Но разве Пьер упаковывал почту для Санкт-Петербурга этим утром? Поверх ботинок он надел мокасины, поверх своего обычного пальто он набросил сюртук и сверху сюртука – пальто Изабелл. Он придвинулся к письменной доске, и при этой его попытке любящая Изабелл осторожно подтолкнула стул ближе к доске, поскольку он был так укутан, что едва ли мог двигаться самостоятельно. Вошла Дэлли с горячими кирпичами из печи, и Изабелл и она с преданной заботой завернули эти импровизированные грелки в складки старого голубого пальто, военный мундир деда Пьера, и заботливо положили оба кирпича ему под ноги и на ноги, но подложив под ноги тот, что погорячее. Затем Дэлли принесла еще один горячий кирпич и положила его под чернильницу, чтобы чернила не смерзались. Затем Изабелл придвинула к нему поближе походную кровать, на коей лежали две или три книги, к коим он, возможно, мог обратиться в этот день, один или два крекера, небольшая емкость с водой, чистая салфетка и миска. Потом Изабелла положила на доску, у локтя Пьера, палку с крюком на конце. Пьер что, обратился в пастуха, епископа или калеку? Нет, но он, в сущности, довел себя до жалкого состояния последнего. С помощью палки с изогнутым концом Пьер, который не мог встать без того, чтобы не разрушить все свои утепляющие укрепления да не напустить ледяного воздуха себе в самое нутро… Пьеру, если он останется в одиночестве, может случиться так, что понадобится то, до чего он не сможет дотянуться рукой, и тогда палка с крюком сможет подцепить это да притянуть к нему ближе.
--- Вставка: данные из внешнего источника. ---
PR #698, opened 2024-07-17
Add tracing extra fields to logging callback

packgron:
### Problem
Until now some of information was lost then telio was used from ffi api, because non of the extra fields there send via telio log callback.

### Solution
Switched to tracing subscriber based implementation, as it correctly implements span logic, and will allow us to add additional systems in the future using layer approach.

- [x] README.md is updated

### DIFF
--- a/.unreleased/LLT-5430
+++ b/.unreleased/LLT-5430
@@ -1,0 +1,1 @@
+Additional information fields are now shown in logs
--- a/src/ffi/logging.rs
+++ b/src/ffi/logging.rs
@@ -1,0 +1,224 @@
+use std::{
+    io::{self, ErrorKind},
+    str::from_utf8,
+    sync::{Arc, Mutex},
+};
+
+use tracing::{level_filters::LevelFilter, Subscriber};
+use tracing_subscriber::{
+    fmt::{self, FormatEvent, FormatFields, MakeWriter},
+    layer::SubscriberExt,
+    registry::LookupSpan,
+};
+
+use crate::{TelioLogLevel, TelioLoggerCb};
+
+/// Build a tracing subscriber for use in ffi
+pub fn build_subscriber(
+    log_level: crate::TelioLogLevel,
+    logger: Box<dyn TelioLoggerCb>,
+) -> impl Subscriber {
+    tracing_subscriber::registry()
+        .with(LevelFilter::from_level(log_level.into()))
+        .with(
+            fmt::layer()
+                .event_format(TelioEventFmt)
+                .with_ansi(false)
+                .with_writer(FfiCallback::new(logger)),
+        )
+}
+
+struct TelioEventFmt;
+
+impl<S, N> FormatEvent<S, N> for TelioEventFmt
+where
+    S: Subscriber + for<'a> LookupSpan<'a>,
+    N: for<'a> FormatFields<'a> + 'static,
+{
+    fn format_event(
+        &self,
+        ctx: &fmt::FmtContext<'_, S, N>,
+        mut writer: fmt::format::Writer<'_>,
+        event: &tracing::Event<'_>,
+    ) -> std::fmt::Result {
+        let meta = event.metadata();
+        write!(
+            writer,
+            "{:?}:{} ",
+            meta.module_path().unwrap_or("<unknown module>"),
+            meta.line().unwrap_or(0),
+        )?;
+
+        ctx.format_fields(writer.by_ref(), event)?;
+
+        writeln!(writer)
+    }
+}
+
+pub struct FfiCallback {
+    callback: Arc<dyn TelioLoggerCb>,
+}
+impl FfiCallback {
+    fn new(logger: Box<dyn TelioLoggerCb>) -> Self {
+        Self {
+            callback: logger.into(),
+        }
+    }
+}
+
+impl<'a> MakeWriter<'a> for FfiCallback {
+    type Writer = FfiCallbackWriter;
+
+    fn make_writer(&self) -> Self::Writer {
+        unreachable!("`make_writer` should not be called, then `make_writer_for` is implemented")
+    }
+
+    fn make_writer_for(&self, meta: &tracing::Metadata<'_>) -> Self::Writer {
+        FfiCallbackWriter {
+            cb: self.callback.clone(),
+            level: (*meta.level()).into(),
+        }
+    }
+}
+
+pub struct FfiCallbackWriter {
+    cb: Arc<dyn TelioLoggerCb>,
+    level: TelioLogLevel,
+}
+
+impl io::Write for FfiCallbackWriter {
+    fn write(&mut self, buf: &[u8]) -> io::Result<usize> {
+        // We can be certain that buf fully represents one full event
+        //
+        // See https://github.com/tokio-rs/tracing/blob/tracing-subscriber-0.3.18/tracing-subscriber/src/fmt/fmt_layer.rs#L975
+        //
+        // Additional test added to double protect from future breakages
+
+        let msg = from_utf8(buf)
+            // Trim could be avoided by removing writeln! in formatter
+            // But this makes it more univesal for the future, then we dicide to
+            // switch to other formats
+            .map(|msg| msg.trim().to_string())
+            .map_err(|e| io::Error::new(ErrorKind::InvalidData, e))?;
+
+        if let Some(filtered_msg) = filter_log_message(msg) {
+            self.cb
+                .log(self.level, filtered_msg)
+                .map_err(io::Error::other)?;
+        }
+
+        Ok(buf.len())
+    }
+
+    fn flush(&mut self) -> io::Result<()> {
+        Ok(())
+    }
+}
+
+struct LogStatus {
+    string: String,
+    counter: u32,
+}
+
+lazy_static::lazy_static! {
+    static ref LAST_LOG_STATUS: Mutex<LogStatus> = {
+        Mutex::new(LogStatus{string: String::default(), counter: 0})
+    };
+}
+
+fn filter_log_message(msg: String) -> Option<String> {
+    let mut log_status = match LAST_LOG_STATUS.lock() {
+        Ok(status) => status,
+        Err(_) => {
+            return None;
+        }
+    };
+
+    if !log_status.string.eq(&msg) {
+        log_status.string = msg.clone();
+        log_status.counter = 0;
+        return Some(msg);
+    }
+
+    if log_status.counter > 0 && log_status.counter % 100 == 0 {
+        log_status.counter += 1;
+        return Some(format!("[repeated 100 times!] {}", msg));
+    }
+
+    if log_status.counter < 10 {
+        log_status.counter += 1;
+        return Some(msg);
+    }
+
+    log_status.counter += 1;
+    None
+}
+
+#[cfg(test)]
+mod test {
+
+    /// Added in external crate to avoid line changes as much as possible
+    use tracing::{debug, info, trace, warn};
+
+    use super::*;
+
+    use std::{
+        fmt::Debug,
+        sync::{Arc, Mutex},
+    };
+
+    use crate::{TelioLogLevel, TelioLoggerCb};
+
+    #[test]
+    fn test_trace_via_telio_cb() {
+        let start = line!() + 1;
+        let act = || {
+            trace!("first message"); // +1
+            debug!("second message"); // +2
+            info!("third\nmutiline\nmessage"); // +3
+            warn!(
+                n = 2,
+                extra = "extra info",
+                "fourth message with {}",
+                "info"
+            ); // +4
+        };
+        let mpath = module_path!();
+        let expected = [
+            (
+                TelioLogLevel::Debug,
+                format!("{:?}:{} second message", mpath, start + 2),
+            ),
+            (
+                TelioLogLevel::Info,
+                format!("{:?}:{} third\nmutiline\nmessage", mpath, start + 3),
+            ),
+            (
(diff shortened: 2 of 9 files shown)


src/ffi/logging/test.rs
```diff
@@ -0,0 +1,42 @@
...
+use std::{
+    fmt::Debug,
+    sync::{Arc, Mutex},
+};
+
+use crate::{TelioLogLevel, TelioLoggerCb};
+
+#[test]
+fn test_trace_via_telio_cb() {
+    let expected = [(
```
mathiaspeters, line 15: It doesn't seem like this is used

packgron: Ah missed assert somehow

packgron: Forgot to commit

packgron: yeh forgot to remove, though originaly that it would be simpler to maintain, but also so  did not see tests/loger.rs,
but i prefer to have tests next to code

tests/logger.rs
```diff
@@ -26,7 +25,7 @@ mod test_module {
                 payload: String,
             ) -> FFIResult<()> {
                 assert!(matches!(log_level, telio::ffi_types::TelioLogLevel::Info));
-                assert_eq!(r#""logger::test_module":43 test message"#, payload);
+                assert_eq!(r#""logger::test_module":42 test message"#, payload);
```
matislovas, line 28: Where does this number comes from? Maybe some named const for it ..?

matislovas:
+1

src/ffi/logging.rs
```diff
@@ -0,0 +1,236 @@
...
+    }
+
+    if log_status.counter < 10 {
+        log_status.counter += 1;
+        return Some(msg);
+    }
+
+    log_status.counter += 1;
+    None
+}
```
stalowyjez, line 161: It seems that some code is just moved (like this function) - I think it makes things a lot simpler, when such moving is kept in separate commits.

src/ffi/logging.rs
```diff
@@ -0,0 +1,236 @@
...
+            logs.push((level, payload));
+            Ok(())
+        }
+    }
+
+    impl Debug for Log {
+        fn fmt(&self, _f: &mut std::fmt::Formatter<'_>) -> std::fmt::Result {
+            Ok(())
+        }
+    }
```
stalowyjez, line 235: As I understand you need it only for TelioLoggerCb trait?

src/ffi/logging.rs
```diff
@@ -0,0 +1,236 @@
...
+
+    #[derive(Default, Clone)]
+    struct Log(Arc<Mutex<Vec<(TelioLogLevel, String)>>>);
+    impl TelioLoggerCb for Log {
+        fn log(&self, level: TelioLogLevel, payload: String) -> crate::FFIResult<()> {
+            let mut logs = self.0.lock().expect("ok");
+            logs.push((level, payload));
+            Ok(())
+        }
+    }
```
stalowyjez, line 229: Nit: I think we usually keep such stuff before the tests, maybe it would be nice to follow that

src/ffi/logging.rs
```diff
@@ -0,0 +1,236 @@
...
+            meta.line().unwrap_or(0),
+        )?;
+
+        ctx.format_fields(writer.by_ref(), event)?;
+
+        writeln!(writer)
+    }
+}
+
+pub struct FfiCallback {
```
stalowyjez, line 66: We have `FFIResult`, so I guess it would be nice to keep it consistent and name it `FFICallback`

src/ffi/logging.rs
```diff
@@ -0,0 +1,236 @@
...
+            callback: logger.into(),
+        }
+    }
+}
+
+impl<'a> MakeWriter<'a> for FfiCallback {
+    type Writer = FfiCallbackWriter;
+
+    fn make_writer(&self) -> Self::Writer {
+        unreachable!("make_writer_for is used")
```
stalowyjez, line 81: This message sounds weird in this context imho,  maybe something like "make_writer is not expected to be used"?

tests/logger.rs
packgron: So this is the line of info!() trace at the top, for my test I made it relative, i will make it smarter here also

src/ffi/logging.rs
```diff
@@ -0,0 +1,236 @@
...
+            // But this makes it more univesal for the future, then we dicide to
+            // switch to other formats
+            .map(|msg| msg.trim().to_string())
+            .unwrap_or_else(|err| format!("failed to decode trace as utf8 bytes: {err:?}"));
+
+        if let Some(filtered_msg) = filter_log_message(msg) {
+            let _ = self.cb.log(self.level, filtered_msg);
+        }
+
+        Ok(buf.len())
```
stalowyjez, line 116: Ehh, a nice amount of ugly boilerplate we have here

src/ffi/logging.rs
packgron: Yes that's correct, will take note next time.

src/ffi/logging.rs
```diff
@@ -0,0 +1,236 @@
...
+        // See https://github.com/tokio-rs/tracing/blob/tracing-subscriber-0.3.18/tracing-subscriber/src/fmt/fmt_layer.rs#L975
+        //
+        // Additional test added to double protect from future breakages
+
+        let msg = from_utf8(buf)
+            // Trim could be avoided by removing writeln! in formatter
+            // But this makes it more univesal for the future, then we dicide to
+            // switch to other formats
+            .map(|msg| msg.trim().to_string())
+            .unwrap_or_else(|err| format!("failed to decode trace as utf8 bytes: {err:?}"));
```
stalowyjez, line 110: If this function returns an error maybe it would be nice to return it on failed decoding?

src/ffi/logging.rs
```diff
@@ -0,0 +1,236 @@
...
+
+        if let Some(filtered_msg) = filter_log_message(msg) {
+            let _ = self.cb.log(self.level, filtered_msg);
```
stalowyjez, line 113: And maybe here as well?

tests/logger.rs
packgron: Ok so turning this is no an easy task here, how currently tests are design, this will have to be left as is. Once cell would i think just add additional confusion

src/ffi/logging.rs
packgron: Yes, but i see i can add a derive so will use it that

src/ffi/logging.rs
packgron: I prefer then tests are front and center, and glue is out of sight preferably, will leave as is

src/ffi/logging.rs
packgron: Well FFIResult is named againts rust naming standart :upside_down_face:

packgron: https://github.com/rust-lang/rfcs/blob/master/text/0430-finalizing-naming-conventions.md#fine-points

stalowyjez: Hmm, so maybe we could change that name then?

src/ffi/logging.rs
packgron: It's not that bad :D

src/ffi/logging.rs
packgron: fixed

.unreleased/LLT-5430
```diff
@@ -0,0 +1 @@
+Aditional information fields are now shown in logs
```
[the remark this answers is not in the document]
packgron: done

src/ffi/logging.rs
```diff
@@ -0,0 +1,236 @@
...
+                TelioLogLevel::Warning,
+                format!(
+                    "{:?}:{} fourth message with info n=2 extra=\"extra info\"",
+                    mpath,
+                    start + 4
+                ),
+            ),
+        ];
+        let logs = Log::default();
+        let sub = build(TelioLogLevel::Debug, Box::new(logs.clone()));
```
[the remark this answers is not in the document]
packgron: done

src/ffi/logging.rs
packgron: done

src/ffi/logging.rs
packgron: done

src/ffi/logging.rs
packgron: done

src/ffi/logging.rs
```diff
@@ -0,0 +1,232 @@
...
+    fn format_event(
+        &self,
+        ctx: &fmt::FmtContext<'_, S, N>,
+        mut writer: fmt::format::Writer<'_>,
+        event: &tracing::Event<'_>,
+    ) -> std::fmt::Result {
+        let meta = event.metadata();
+        write!(
+            writer,
+            "{:?}:{} ",
```
mathiaspeters, line 55: Very minor nit: is `:?` needed here? It looks like it's a string that goes there and strings implement Display. Or am I missing something?

src/ffi/logging.rs
```diff
@@ -0,0 +1,232 @@
...
+
+        let actual = logs.0.lock().unwrap().clone();
+
+        assert_eq!(&expected[..], &actual[..])
+    }
+
+    #[derive(Default, Clone, Debug)]
+    struct Log(Arc<Mutex<Vec<(TelioLogLevel, String)>>>);
+    impl TelioLoggerCb for Log {
+        fn log(&self, level: TelioLogLevel, payload: String) -> crate::FFIResult<()> {
```
stalowyjez, line 226: Hmm, it is still `FFI` instead of `Ffi`

tests/logger.rs
stalowyjez: Maybe making some const with that number can be considered, so it will be more apparent?

src/ffi/logging.rs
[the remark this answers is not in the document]
stalowyjez: idk, I still see "sub" here ^^'

src/ffi/logging.rs
```diff
@@ -0,0 +1,232 @@
...
+        // Additional test added to double protect from future breakages
+
+        let msg = from_utf8(buf)
+            // Trim could be avoided by removing writeln! in formatter
+            // But this makes it more univesal for the future, then we dicide to
+            // switch to other formats
+            .map(|msg| msg.trim().to_string())
+            .map_err(|e| io::Error::new(ErrorKind::InvalidData, e))?;
+
+        if let Some(filtered_msg) = filter_log_message(msg) {
```
stalowyjez, line 112: It seems that on `None` here we return buffer length, but log nothing

src/ffi/logging.rs
stalowyjez: Well, after reading all of this it seems to me that using this `telio-subscriber` crate introduces it more it removes and it it is less straightforward - tbh I prefer the previous implementation.

packgron: Previous implementation is fundamentaly broken, unless we implement full span id creation and management

src/ffi/logging.rs
packgron: This debug is not to break how it was displayed previously specificaly "some::path" instead of uquated "some::path"

src/ffi/logging.rs
packgron: Well it would error out looking into write_all that is used on tracing side: https://doc.rust-lang.org/src/std/io/mod.rs.html#1696-1708

src/ffi/logging.rs
packgron: I see lsp did not include #[cfg(test)] and docs also :|

tests/logger.rs
packgron: added a const

src/ffi/logging.rs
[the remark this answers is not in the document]
packgron: commited

src/ffi/logging.rs
```diff
@@ -0,0 +1,220 @@
...
+        let actual = logs.0.lock().unwrap().clone();
+
+        assert_eq!(&expected[..], &actual[..])
+    }
+
+    #[derive(Default, Clone, Debug)]
+    struct Log(Arc<Mutex<Vec<(TelioLogLevel, String)>>>);
+    impl TelioLoggerCb for Log {
+        fn log(&self, level: TelioLogLevel, payload: String) -> crate::FfiResult<()> {
+            let mut logs = self.0.lock().expect("ok");
```
stalowyjez, line 215: Nit: I don't feel like "ok" is the right message when sth panics

src/ffi/logging.rs
```diff
@@ -0,0 +1,220 @@
...
+use tracing::{level_filters::LevelFilter, Subscriber};
+use tracing_subscriber::{
+    fmt::{self, FormatEvent, FormatFields, MakeWriter},
+    layer::SubscriberExt,
+    registry::LookupSpan,
+};
+
+use crate::{TelioLogLevel, TelioLoggerCb};
+
+pub fn build(log_level: crate::TelioLogLevel, logger: Box<dyn TelioLoggerCb>) -> impl Subscriber {
```
stalowyjez, line 16: I think a public function needs a bit more descriptive name than `build`

src/ffi/logging.rs
packgron: done

src/ffi/logging.rs
packgron: done

stalowyjez (approved):
+1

Пьер медленно осматривается кругом, все выглядит как надо; он смотрит с благодарным, меланхоличным удовлетворением на Изабелл, ее глаза наполняются слезами, но она прячет их, подойдя к нему очень близко, наклоняется и целует его в лоб. Это ее губы оставляют там горячую влагу, а не слезы. Она говорит:

– Думаю, я могу теперь идти, Пьер. Не надо, не надо так же долго работать и сегодня. Я проведаю тебя в полпятого. Ты не должен напрягать свои глаза в сумерках.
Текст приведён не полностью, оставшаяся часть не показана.